I have a textfile with the two columns
$$\mathbf{x}=(x_1,...,x_i)$$
$$\mathbf{y}=(y_1,...,y_i)$$
I want to use the following model for the data
$$y_i=A\sin\left(\frac{x_i}{B}\right)+C\epsilon_i,$$
where $\epsilon_i\sim N(0,1)$ and independent.
By guessing I found that $A=5.2, \ B=5.3$ and $C=1.0$ gives me a pretty good fit. Now I want to write a function in R-code that computes the likelihood function (the probability of observed data $y_1,\ldots,y_{i}$ given the observed values $x_1,...,x_i$ and the observed values for the parameters).

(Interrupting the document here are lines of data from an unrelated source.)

PR #21, opened 2026-05-18
fix(activator): provision privileges + role bindings on every startup

pmanko:
## Summary

- Activator's `started()` now idempotently ensures the two chartsearchai privileges exist AND binds them to standard admin roles (`System Developer`, `Privilege Level: Full`, `Organizational: System Administrator`).
- Adds `ChartSearchAiModuleActivatorTest` covering: priv-wipe-then-restart, role-binding, and double-call idempotency.

## Why

OpenMRS auto-creates module-declared privileges from `config.xml` **only on initial install**. If the `privilege` table is later wiped — by a demo-data SQL dump predating the module, a backup restore, a fresh clone+seed, or any other DB reset — subsequent module restarts will NOT re-create them. The SPA's privilege-gated extensions then silently disappear with no error path.

We saw this on both the harness and a cloud deploy: `data/large-demo-data-2-7-0.sql` truncates and repopulates `privilege` + `role_privilege`, wiping the chartsearchai entries. The AI chat button vanished. Manual SQL inserts worked around it but don't survive future reseeds.

Without the role-binding piece, `System Developer` admins also can't see chartsearchai extensions in the SPA: SD is a backend super-role that bypasses `Context.requirePrivilege()`, but the REST `/session` response only enumerates **explicitly bound** privileges, so the SPA's `userHasAccess()` returns false.

The activator is now the source of truth for chartsearchai's privilege set. Demo-data dumps and seed scripts stay vanilla; this module owns its own onboarding.

## Test plan

- [x] `mvn -pl api -am test` — 471 tests pass (3 new, 468 prior)
- [x] Wipe `privilege` table → restart module → privilege re-appears
- [x] Run `provisionPrivilegesAndRoles()` twice → no duplicate-key error
- [x] `System Developer.hasPrivilege("AI Query Patient Data")` is true after one call
- [ ] Deploy `.omod` to a running OpenMRS, restart module, confirm SPA shows AI button for admin/Admin123 without manual privilege setup


dkayiwa:
I traced both premises of this fix through the actual platform and SPA code, and neither holds anymore, so I am closing it.

Privilege re-creation already happens on every startup, not only at initial install. In openmrs-core, ModuleFactory.startModuleInternal calls Context.checkCoreDataset() whenever the starting module declares privileges (ModuleFactory.java, around line 713 on current master; the comment there even notes that it duplicates work done at initial app startup). checkCoreDataset re-creates any missing privilege via UserService.savePrivilege using OpenmrsUtil.getCorePrivileges(), which merges module privileges back in every time ("always add the module core privileges back on", iterating ModuleFactory.getPrivileges()). So a demo reseed that truncates the privilege table self-heals at the next restart, which is the same timing this activator change runs at.

The System Developer visibility premise is stale too. esm-core's access check ends with `return userHasPrivilege(requiredPrivilege, user) || isSuperUser(user)`, and isSuperUser looks for the System Developer role (packages/framework/esm-api/src/current-user.ts). Our SPA button gates through exactly that path (routes.json declares `"privilege": "AI Query Patient Data"`). The backend mirrors it: User.hasPrivilege short-circuits on isSuperUser(). So SD admins see the button and pass API checks with zero explicit role bindings.

What is genuinely left is role_privilege bindings for non-superuser roles after a dump reseed, and that is currently a deliberate, documented setup step (README section 6). If we automate it later it should be a fresh, small change that derives the privilege list from config.xml or the constants rather than hardcoding it (this branch provisions two privileges and misses Manage AI Prewarm, which #70 added), and granting AI Query Patient Data to Organizational: System Administrator is a security decision to make explicitly, not as a startup side effect.

For transparency about scope: of the seven commits here, only 72c6a11f is this fix. The rest are the content of #18, #19 and #20, each of which I am handling on its own PR.

pmanko:
Closing. #157 declares its privileges in config.xml (AI Query Patient Data, View AI Audit Logs, Manage AI Prewarm) and does not re-provision them or bind roles at module startup; role binding is a deployment concern and the evaluation setup handles it outside the module. Not carried into #157, by decision.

But before I do that, I need to understand what's going on mathematically.
The posterior is given by
$$\pi(x_1,\ldots,x_i\mid y_1,\ldots,y_i)=\frac{\color{red}{\pi(y_1,\ldots ,y_i\mid x_1,\ldots,x_i)} \cdot \pi(x_1,\ldots,x_i)}{\pi(y_1,\ldots,y_i)},$$
where $\pi(y_1,\ldots,y_i\mid x_1,\ldots,x_i)$ is the likelihood. But how do I calculate the, posterior, evidence and the prior here? Any help is appreciated.